FIG. 8 shows the complete system with the primary reactor 1 and the secondary reactor 2 in a top view.

Collecting containers 16 are also shown.

FIG. 9 shows the complete system with the primary reactor 1 and the secondary reactor 2 in a side view.

In addition, collecting containers 11, 12 and 13 are shown.

It shall be noted that the term “comprising” does not exclude other elements or steps, just as the terms “a” and “an” do not exclude multiple elements and steps.
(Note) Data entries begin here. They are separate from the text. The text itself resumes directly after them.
PR #214, opened 2026-08-06
Stop onStart throwing on a non-absolute http.url

ayaangazali:
`LogfireSpanProcessor.onStart` renames fetch spans by parsing the `http.url` attribute with `new URL(...)`, with nothing around it (`packages/logfire-browser/src/LogfireSpanProcessor.ts`). `onStart` runs for every span, so an `http.url` that is not an absolute URL raises `TypeError: Invalid URL` out of the processor and into the application's own span creation. A relative value like `/api/thing` or a non-string value both do it. That makes instrumentation break user code, which is the wrong direction for a tracing SDK.

The parse now returns undefined instead of throwing and the span name is left as it was, which follows the same shape as `resolveUrl` in `telemetryUrls.ts` where URL parsing is already guarded this way.

There was no test file for this processor, so I added one covering the fetch rename, the interaction rename, and both unparseable cases. The two unparseable tests fail on current main with `TypeError: Invalid URL`. Ran the repo preflight and `pnpm run check`, both green. Patch changeset for `@pydantic/logfire-browser` included.

For what it is worth I did not find a first-party instrumentation that emits a relative `http.url` today, so this is defence in depth rather than a bug someone is currently hitting. It seemed worth guarding anyway given the blast radius if it ever happens.

quick disclosure: built with Claude Code's help and I read the diff myself. Freshman still learning, so push back if you would rather leave the parse unguarded :)

### DIFF
--- a/.changeset/span-processor-url-guard.md
+++ b/.changeset/span-processor-url-guard.md
@@ -1,0 +1,5 @@
+---
+'@pydantic/logfire-browser': patch
+---
+
+Stop `LogfireSpanProcessor.onStart` throwing when a span carries an `http.url` that is not an absolute URL. The processor parsed the attribute with `new URL()` while renaming fetch spans, so a relative or non-string value raised `TypeError: Invalid URL` out of `onStart` and broke span creation for the application. Unparseable values now leave the span name unchanged.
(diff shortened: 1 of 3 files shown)


petyosi (approved):

PR #224, opened 2015-10-30
A service message will not be sent from iframe if it is removed afterwards (fix #64)

### LINKED ISSUE #64: A service message will not be sent from iframe if it is removed afterwards
A service message will not be sent from iframe if it is removed afterwards
Our on-farm functional tests in the default branch fail in Chrome due to this error.

1) in the latest version of Chrome, the timeout is reset (even the window.top timeout that was set after the iframe was unloaded)
sendServiceMsg method:
```js
 NativeMethods.setTimeout.call(topWindow, function () {
            targetWindow[RECEIVE_MSG_FN]({
                data:   JSON.parse(JSON.stringify(message)), 
                source: window
            });
        }, 10);
```
2)  in IE, a parse error is raised after the iframe is removed
```js
JSON.parse(JSON.stringify(message))
```
Regression qunit test:
```js
asyncTest('service message from removed iframe', function () {
    var $iFrame         = $('<iframe>');
    var messageReceived = false;

    $iFrame[0].src = window.QUnitGlobals.getResourceUrl('../../data/same-domain/service-message-from-removed-iframe.html');
    $iFrame.appendTo('body');

    window.setTimeout(function(){
        ok(messageReceived, 'message is not received');
        start();
    }, 100);

    MessageSandbox.on(MessageSandbox.SERVICE_MSG_RECEIVED, function () {
        messageReceived = true;
    });
});
```
tested iframe markup:
```js
<!DOCTYPE html>
<html>
<head>
    <title></title>
    <meta charset="utf-8">
    <script src="/hammerhead.js" class="script-TC2b9a6d"></script>
</head>
<body>
<script type="text/javascript">
    var hammerhead = window.Hammerhead;
    var urlUtil = hammerhead.get('./utils/url');

    hammerhead.get('./settings').set({
        CROSS_DOMAIN_PROXY_PORT: 2000
    });

    urlUtil.OriginLocation.get = function () {
        return 'https://example.com';
    };

    var MessageSandbox = Hammerhead.get('./sandboxes/message');
    var scriptProcessor = Hammerhead.get('../processing/script');

    Hammerhead.init();

    var iframe = window.top.document.getElementsByTagName('iframe')[0];

    debugger;
    MessageSandbox.sendServiceMsg('', window.top);

    iframe.parentNode.removeChild(iframe);
</script>
<div></div>
</body>
</html>
```

LavrovArtem:
/cc @churkin @miherlosev

### DIFF
--- a/src/client/sandbox/event/message.js
+++ b/src/client/sandbox/event/message.js
@@ -4,7 +4,7 @@ import nativeMethods from '../native-methods';
 import * as originLocation from '../../utils/origin-location';
 import { formatUrl, getCrossDomainProxyUrl, isSupportedProtocol } from '../../utils/url';
 import { parse as parseJSON, stringify as stringifyJSON } from '../../json';
-import { isIE9, isSafari } from '../../utils/browser';
+import { isIE9 } from '../../utils/browser';
 import { isCrossDomainWindows } from '../../utils/dom';
 import { isObjectEventListener } from '../../utils/event';
 import { Promise } from 'es6-promise';
@@ -17,7 +17,7 @@ const MESSAGE_TYPE = {
 };
 
 export default class MessageSandbox extends SandboxBase {
-    constructor (listeners) {
+    constructor (listeners, unloadSandbox) {
         super();
 
         this.PING_DELAY                 = 200;
@@ -33,9 +33,12 @@ export default class MessageSandbox extends SandboxBase {
         this.topWindow = null;
         this.window    = null;
 
-        this.listeners = listeners;
+        this.listeners     = listeners;
+        this.unloadSandbox = unloadSandbox;
 
         this.storedOnMessageHandler = null;
+
+        this.iframeInternalMsgQueue = [];
     }
 
     _onMessage (e) {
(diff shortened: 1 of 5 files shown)


src/client/sandbox/event/message.js
```diff
@@ -33,9 +33,12 @@ export default class MessageSandbox extends SandboxBase {
         this.topWindow = null;
         this.window    = null;
 
-        this.listeners = listeners;
+        this.listeners     = listeners;
+        this.unloadSandbox = unloadSandbox;
 
         this.storedOnMessageHandler = null;
+
+        this.serviceMsgsQueue = [];
```
inikulin: Is this client-server service messages or cross-domain communication service messages?
If first, we should move this code to `transport`, if second we should rename them somehow to distinct them from client-server XHR methods.

inikulin:
\r-

src/client/sandbox/event/message.js
LavrovArtem: Is this service messages between iframe without src and same-domain iframe

inikulin: Then we need to rename it. Discuss naming with @VasilyStrelyaev

LavrovArtem: maybe ```serviceMsgsBetweenSameDomainIframe```

VasilyStrelyaev: Won't `interIframeMsgQueue` be enough?

LavrovArtem: this name does not show that applies only to same-domain without cross-domain

VasilyStrelyaev: should it? is there something that can be confused with it?

VasilyStrelyaev: We shouldn't use `interIframeSameDomainMsgQueue` unless it's super-necessary.

LavrovArtem:
FPR

src/client/sandbox/event/message.js
```diff
@@ -33,9 +33,12 @@ export default class MessageSandbox extends SandboxBase {
         this.topWindow = null;
         this.window    = null;
 
-        this.listeners = listeners;
+        this.listeners     = listeners;
+        this.unloadSandbox = unloadSandbox;
 
         this.storedOnMessageHandler = null;
+
+        this.interIframeMsgQueue = [];
```
inikulin: It's better be named `iframeInternalMsgQueue

src/client/sandbox/event/message.js
```diff
@@ -105,11 +108,32 @@ export default class MessageSandbox extends SandboxBase {
         return this.window.top === this.window.self && this.window !== this.topWindow;
     }
 
+    _removeServiceMsgFromQueue (sendFunc) {
```
inikulin: `_removeInternalMsgFromQueue`

inikulin:
\r-

LavrovArtem:
FPR

inikulin:
lgtm

miherlosev:
lgtm

churkin:
lgtm

PR #225, opened 2015-10-30
Few simple fixes (close #194, close #192)

### LINKED ISSUE #192: Rename 'uploadStoragePath' to 'uploadsRoot'
in [Session constructor](https://github.com/superroma/testcafe-hammerhead/blob/master/src/session/index.js#L15) and [UploadStorage constructor](https://github.com/superroma/testcafe-hammerhead/blob/master/src/upload/storage.js#L12)

/cc @inikulin @churkin

### LINKED ISSUE #194: Multiple element processing inside DomProcessor.processPage
This is perfomance issue.
`CONST.ELEMENT_PROCESSED_FLAG` always equal `false` because `Const` does not contain `ELEMENT_PROCESSED_FLAG`
Code fragment:
```javascript
var $all     = $('*');

        for (var i = 0; i < this.elementProcessorPatterns.length; i++) {
            var pattern = this.elementProcessorPatterns[i];

            /*eslint-disable no-loop-func*/
            $all.filter(function () {
                return pattern.selector(this);
            }).each(function () {
                if (!this[CONST.ELEMENT_PROCESSED_FLAG]) {
                    for (var j = 0; j < pattern.elementProcessors.length; j++)
                        pattern.elementProcessors[j].call(domProc, this, replacer, pattern);
                }
            });
            /*eslint-enable no-loop-func*/
        }
```
Need to provide perfomance check results

churkin:
\cc @inikulin @LavrovArtem

### DIFF
--- a/src/processing/dom/index.js
+++ b/src/processing/dom/index.js
@@ -34,6 +34,8 @@ const TARGET_ATTR_TAGS = {
     base: true
 };
 
+const ELEMENT_PROCESSED = 'hammerhead|element-processed';
+
 export default class DomProcessor {
     constructor (adapter) {
         this.adapter = adapter;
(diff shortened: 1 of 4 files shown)


LavrovArtem:
lgtm

inikulin:
lgtm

The reference numbers used are for increased comprehensibility only and should not be taken as limiting in any way, the scope of the invention being indicated by the claims.

LIST OF REFERENCE NUMBERS

• 1 primary reactor
• 2 secondary reactor
• 3 inlet
• 4 outlet for floating layers
• 5 metal plate
• 6 metal plate
• 7 separating device
• 8 separating wall
• 9 sludge outlet
• 10 direction of flow
• 11 collecting container for bottom sludge
• 12 collecting container for the clear phase
• 13 collecting container for the floating layer
• 14 webs on which electrodes 5 are fastened or arranged
• 15 with respect to the inlet rearward charge plates
• 16 collecting container
• 17 with respect to the inlet forward charge plates
• 18 charge plates only for filtering the split up content substance
• 19 suction opening, so the gas that is produced can be sucked out
• 20 outlet for the clear phase
• 21 outlet for the bottom sludge
• 22 electrodes
• 23 outlet for gases
• 24 cover of the secondary reactor 2

Claims

1.-9. (canceled)

10. A method for treatment of wastewater, the method comprising:

exposing to an alternating electromagnetic field in order to remove a content substance from the wastewater; and

selecting a resonance frequency or a frequency in proximity to the resonance frequency for splitting up and for flocculating the content substance or parts of the content substance.
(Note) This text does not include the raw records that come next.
PR #236, opened 2015-11-02
Remove  'integrity' attributes from resources (close #235)

### LINKED ISSUE #235: Remove `integrity` attributes from resources
See: http://www.w3.org/TR/SRI/

This attribute is used to avoid MITM attacks. Attribute contains SHA of the desired resource. Which doesn't work for us. This is widely used currently. And it brokes e.g. GitHub proxying. I suggest to remove this attribute entirely. It applies only to `<script>` and `<link>` elements.

churkin:
\cc @inikulin @LavrovArtem


churkin:
FPR

src/processing/dom/index.js
```diff
@@ -209,6 +216,13 @@ export default class DomProcessor {
         this.adapter.setAttr(el, 'autocomplete', 'off');
     }
 
+    // NOTE: We just remove the 'integrity' attribute, because its value is not relevant after the script content
```
inikulin: Please, check comment with @VasilyStrelyaev

inikulin:
lgtm, just need to check comment

src/processing/dom/index.js
```diff
@@ -209,6 +216,13 @@ export default class DomProcessor {
...
+    // is changed (http://www.w3.org/TR/SRI/). If this causes problems in the future, we will need to generate
+    // the correct SHA for the changed script.
```
VasilyStrelyaev: already checked, but there's nothing that can't be improved
```
    // NOTE: We simply remove the 'integrity' attribute because its value will not be relevant after the script content
    // changes (http://www.w3.org/TR/SRI/). If this causes problems in the future, we will need to generate
    // the correct SHA for the changed script.
```

VasilyStrelyaev:
lgtm

churkin:
FPR

inikulin:
lgtm

LavrovArtem:
lgtm

PR #241, opened 2015-11-05
Scripts passed to the WebWorker via Blob or data-uri doesn't have processing header (close #231)

### LINKED ISSUE #231: Scripts passed to the WebWorker via Blob or data-uri doesn't have processing header
We should always have processing header in WebWorkers since we need to provide instruction fallbacks. But if script was provided via Blob object or data-uri we don't explicitly add processing header which results in error. 

**Refs:**
About WebWorker Blob :  http://stackoverflow.com/questions/10343913/how-to-create-a-web-worker-from-a-string

Failing page: http://www.homedepot.com/c/HomePageRegional3?s_tnt=56312:1:0 
(in HHM: https://testcafe-hhhm.devexpress.com/history?timestamp=1446404591534&url=http://www.homedepot.com/c/HomePageRegional3?s_tnt=56312:1:0)

churkin:
\cc @miherlosev @inikulin

### DIFF
--- a/src/client/sandbox/node/window.js
+++ b/src/client/sandbox/node/window.js
@@ -117,23 +117,23 @@ export default class WindowSandbox extends SandboxBase {
 
         if (window.Blob) {
             window.Blob = function (parts, opts) {
+                if (arguments.length === 0)
+                    return new nativeMethods.Blob();
+
+                var type = opts && opts.type && opts.type.toString().toLowerCase();
+
+                // NOTE: If we cannot identify the content type of data, we're trying to process it as a script.
+                // Unfortunately, we do not have the ability to exactly identify a script. That's why we make such
+                // an assumption. We cannot solve this problem at the Worker level either, because the operation of
+                // creating a new Blob instance is asynchronous. (GH-231)
+                if (!type || type === 'text/javascript' || type === 'application/javascript' ||
+                    type === 'application/x-javascript')
+                    parts = [processScript(parts.join(''), true, false)];
+
                 // NOTE: IE11 throws an error when the second parameter of the Blob function is undefined (GH-44)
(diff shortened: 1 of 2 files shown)


src/client/sandbox/node/window.js
```diff
@@ -117,23 +117,23 @@ export default class WindowSandbox extends SandboxBase {
...
+                if (arguments.length === 0)
+                    return new nativeMethods.Blob();
+
+                var type = opts && opts.type && opts.type.toString().toLowerCase();
+
+                // NOTE: If we cannot identify the content type of data, we're trying to process it as a script.
+                // Unfortunately, we do not have the ability to exactly identify a script. That's why we make such
+                // an assumption. We cannot solve this problem at the Worker level either, because the operation of
+                // creating a new Blob instance is asynchronous. (GH-231)
+                if (!opts || type === 'text/javascript' || type === 'application/javascript' ||
```
inikulin: I assume we should check for the `!type` here instead of `!opts`

test/client/fixtures/sandbox/node/window-test.js
```diff
@@ -13,6 +13,15 @@ test('window.onerror setter/getter', function () {
 
 module('regression');
 
+asyncTest('Blob should try to process data as a script even if the content type is not passed (GH-231)', function () {
```
inikulin: We need make test conditional, since IE9 doesn't support workers and Blob

inikulin:
\r-

churkin:
FPR

miherlosev:
lgtm

churkin:
FPR

inikulin:
lgtm

miherlosev:
lgtm

PR #246, opened 2015-11-09
remove <meta httpequiv="Content-Security-Policy"> from markup (close #243)

### LINKED ISSUE #243: Add support sites with 'Content-Security-Policy'
'Content-Security-Policy' header allows to restrict resouce loading (scripts, styles).
After proxing a same sites we can have a 'Refused to load the script ' errors.

Example - https://www.dropbox.com/

Details:
http://www.w3.org/TR/CSP1/
https://en.wikipedia.org/wiki/Content_Security_Policy
http://content-security-policy.com/
http://www.html5rocks.com/en/tutorials/security/content-security-policy/

miherlosev:
/cc @inikulin @churkin 
@VasilyStrelyaev check test name and comments

### DIFF
--- a/src/processing/dom/index.js
+++ b/src/processing/dom/index.js
@@ -279,12 +279,19 @@ export default class DomProcessor {
     }
 
     _processMetaElement (el, urlReplacer, pattern) {
-        if (this.adapter.getAttr(el, 'http-equiv').toLowerCase() === 'refresh') {
+        var httpEquivAttrValue = this.adapter.getAttr(el, 'http-equiv').toLowerCase();
+
+        if (httpEquivAttrValue === 'refresh') {
             var attr = this.adapter.getAttr(el, pattern.urlAttr);
 
             attr = attr.replace(/(url=)(.*)$/i, (match, prefix, url) => prefix + urlReplacer(url));
 
             this.adapter.setAttr(el, pattern.urlAttr, attr);
+        }
+        // TODO: remove after https://github.com/DevExpress/testcafe-hammerhead/issues/244 implementation
+        else if (httpEquivAttrValue === 'content-security-policy') {
+            this.adapter.removeAttr(el, 'http-equiv');
+            this.adapter.removeAttr(el, 'content');
         }
     }
 
--- a/src/client/sandbox/node/element.js
+++ b/src/client/sandbox/node/element.js
@@ -128,6 +128,9 @@ export default class ElementSandbox extends SandboxBase {
             setAttrMeth.apply(el, ns ? [ns, storedSandboxAttr, value] : [storedSandboxAttr, value]);
             value += ' allow-scripts';
         }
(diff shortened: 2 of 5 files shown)


src/processing/dom/index.js
```diff
@@ -216,6 +216,11 @@ export default class DomProcessor {
         this.adapter.setAttr(el, 'autocomplete', 'off');
     }
 
+    _processContentSecurityPolicy (el) {
```
inikulin: I believe it should be done in context of `_processMetaElement`

src/processing/dom/index.js
```diff
@@ -216,6 +216,11 @@ export default class DomProcessor {
...
+        if (this.adapter.getAttr(el, 'http-equiv').toLowerCase() === 'content-security-policy')
+            this.adapter.removeElement(el);
```
inikulin: Is it ok to remove element during traversing? Can it potentially brake anything? \cc @churkin

inikulin:
\r-

src/processing/dom/index.js
churkin: @inikulin right, you remove the array item in the foreach loop

inikulin: Maybe we should remove meta attributes instead, so it will be just skiped by the browser?

VasilyStrelyaev:
lgtm

src/processing/dom/index.js
miherlosev: > @inikulin right, you remove the array item in the foreach loop

we use `for` loop for selector patterns - https://github.com/DevExpress/testcafe-hammerhead/blob/master/src/processing/dom/index.js#L171
We don't remove the array item in the foreach loop

miherlosev: ping @inikulin @churkin

inikulin:
@miherlosev What about https://github.com/DevExpress/testcafe-hammerhead/pull/246#discussion_r44264169 ?

miherlosev:
https://github.com/DevExpress/testcafe-hammerhead/pull/246#discussion_r44267905

src/processing/dom/index.js
inikulin: We need to use reverse for-loop then.

miherlosev:
ping @inikulin @churkin

inikulin:
@miherlosev https://github.com/DevExpress/testcafe-hammerhead/pull/246#discussion_r44280991

miherlosev:
After discussing with @inikulin  we decide to remove `http-equiv` and `content` attributes from the `meta` tag instead of removing a whole element.

miherlosev:
FPR

miherlosev:
ping @inikulin @churkin

miherlosev:
FPR

inikulin:
lgtm

inikulin:
ping @churkin

churkin:
lgtm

11. The method according to claim 10, further comprising:

varying the frequency of the alternating electromagnetic field until reaching the resonance frequency of the content substance or the frequency in proximity to the resonance frequency.
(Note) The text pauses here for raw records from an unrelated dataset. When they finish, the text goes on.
PR #254, opened 2015-11-11
The onDocumentCleaned event is raised wrongly after document.write is called for a document that is still being loaded (fix #253)

### LINKED ISSUE #253: The onDocumentCleaned event is raised wrongly after document.write is called for a document that is still being loaded
Multiple calls to  `document.write`  leads to the page hanging. Because each time`onDocumentCleaned` is raised Hammerhead gets initialized.

LavrovArtem:
/cc @inikulin @churkin

### DIFF
--- a/src/client/sandbox/node/document.js
+++ b/src/client/sandbox/node/document.js
@@ -3,7 +3,7 @@ import IframeSandbox from '../iframe';
 import INTERNAL_LITERAL from '../../../processing/script/internal-literal';
 import nativeMethods from '../native-methods';
 import * as htmlUtils from '../../utils/html';
-import { isFirefox, isIE } from '../../utils/browser';
+import { isFirefox, isIE, isIE9, isIE10 } from '../../utils/browser';
 import { isIframeWithoutSrc } from '../../utils/dom';
 
 export default class DocumentSandbox extends SandboxBase {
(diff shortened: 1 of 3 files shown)


src/client/sandbox/node/document.js
```diff
@@ -72,11 +76,11 @@ export default class DocumentSandbox extends SandboxBase {
             return null;
         }
 
-        var isUninitializedIframe = this._isUninitializedIframeWithoutSrc(this.window);
+        var needRiseDocumentCleaned = !this._isUninitializedIframeWithoutSrc() && this._isDocumentBeCleanedAfterWrite();
```
inikulin: `needRiseDocumentCleaned` -> `shouldEmitDocumentCleanedEvent`

inikulin: `_isDocumentBeCleanedAfterWrite` -> `_isDocumentCleanedAfterWrite`

inikulin: Actually you don't need method here, using variable will be just fine:
```js
var documentBeCleanedAfterWrite = this.document.readyState !== 'loading';
```

src/client/sandbox/node/document.js
```diff
@@ -16,16 +16,20 @@ export default class DocumentSandbox extends SandboxBase {
...
+            return this.window !== this.window.top && isIframeWithoutSrc(this.window.frameElement) &&
+                   !IframeSandbox.isIframeInitialized(this.window.frameElement);
         }
         catch (e) {
             return false;
         }
     }
 
+    _isDocumentBeCleanedAfterWrite () {
+        return this.document.readyState !== 'loading';
```
inikulin: Why this state indicates that document was cleaned?

inikulin:
\r-

src/client/sandbox/node/document.js
LavrovArtem: this state indicates that document will be cleaned after ```document.write```, because page alredy loaded

inikulin: Well, then it's declared as functions outside `_beforeDocumentCleaned` it doesn't makes much sense. Yet another evidence that it should be used as variable as I suggested in the comment below.

LavrovArtem:
FPR

inikulin:
lgtm

LavrovArtem:
@churkin for this condition
```javascript
(this.readyStateForIE || this.document.readyState) !== 'loading'
```
ie9/ie10 incorrect using only ```loading``` status, other status may be taken from ```this.document.readyState```

LavrovArtem:
FPR

inikulin:
lgtm

churkin:
lgtm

12. The method according to claim 10, further comprising:

removing phosphates, triazine herbicides, acidic pesticides, perfluorooctanoic acid, perfluorooctanesulfonic acid, benzotriazole, 4-methyl-1H-benzotriazole, 5-methyl-1H-benzotriazole, ethylenediaminetetraacetic acid, diethylenediaminepentaacetic acid, carbamazepine, diclifenac, 17β-estradiol, estrone, gabepentin, iohexol, iomeprol, iopamidol, iopromide, irbesartan, metoprolol or sulfamethoxazole from the wastewater.

13. The method according to claim 10, further comprising:

removing phosphates, triazine herbicides, acidic pesticides, perfluorooctanoic acid, perfluorooctanesulfonic acid, benzotriazole, 4-methyl-1H-benzotriazole, 5-methyl-1H-benzotriazole, ethylenediaminetetraacetic acid, diethylenediaminepentaacetic acid, carbamazepine, diclifenac, 17β-estradiol, estrone, gabepentin, iohexol, iomeprol, iopamidol, iopromide, irbesartan, metoprolol and sulfamethoxazole from the wastewater.

14. A non-transitory computer storage medium storing a program to be executed by a processor, wherein the program includes instruction to perform the method of claim 10.

15. A wastewater treatment device comprising:

a secondary reactor having an elongated section; and

metal plates arranged as metal plate packages along the elongated section so that wastewater is flowable along the metal plates.

16. The wastewater treatment device according to claim 15, wherein the metal plate packages comprises two more metal plate packages, wherein first metal plate packages are arranged in proximity to an inlet such that metal plates of the first metal plate packages are configured to provide first and second charges alternatingly, and wherein second metal plate packages arranged in proximity to an outlet such that metal plates of the second metal plate packages configured to provide a first charge are arranged on a first side of the outlet and metal plates of the second metal plate packages are configured to provide a second charge are arranged on a second side of the outlet.

17. The wastewater treatment device according to claim 15, further comprising a separating device comprising a separating wall, wherein the separating device is arranged in proximity of an outlet of the secondary reactor.